**Your task:**
Give back only the lines in the records below from the one with "PR #7, opened 2023-02-10" to the one with "I confirmed that", both inclusive, word for word.

**Information shown:**
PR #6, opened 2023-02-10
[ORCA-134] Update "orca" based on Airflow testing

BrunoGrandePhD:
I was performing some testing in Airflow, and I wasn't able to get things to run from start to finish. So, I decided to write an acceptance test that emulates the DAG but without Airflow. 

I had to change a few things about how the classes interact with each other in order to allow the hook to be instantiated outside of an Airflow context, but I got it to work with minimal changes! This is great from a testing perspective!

---

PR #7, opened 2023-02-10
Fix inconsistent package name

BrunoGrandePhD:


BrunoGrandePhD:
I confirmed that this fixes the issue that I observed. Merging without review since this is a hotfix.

**Result of the exercise:**
PR #7, opened 2023-02-10
Fix inconsistent package name

BrunoGrandePhD:


BrunoGrandePhD:
I confirmed that this fixes the issue that I observed. Merging without review since this is a hotfix.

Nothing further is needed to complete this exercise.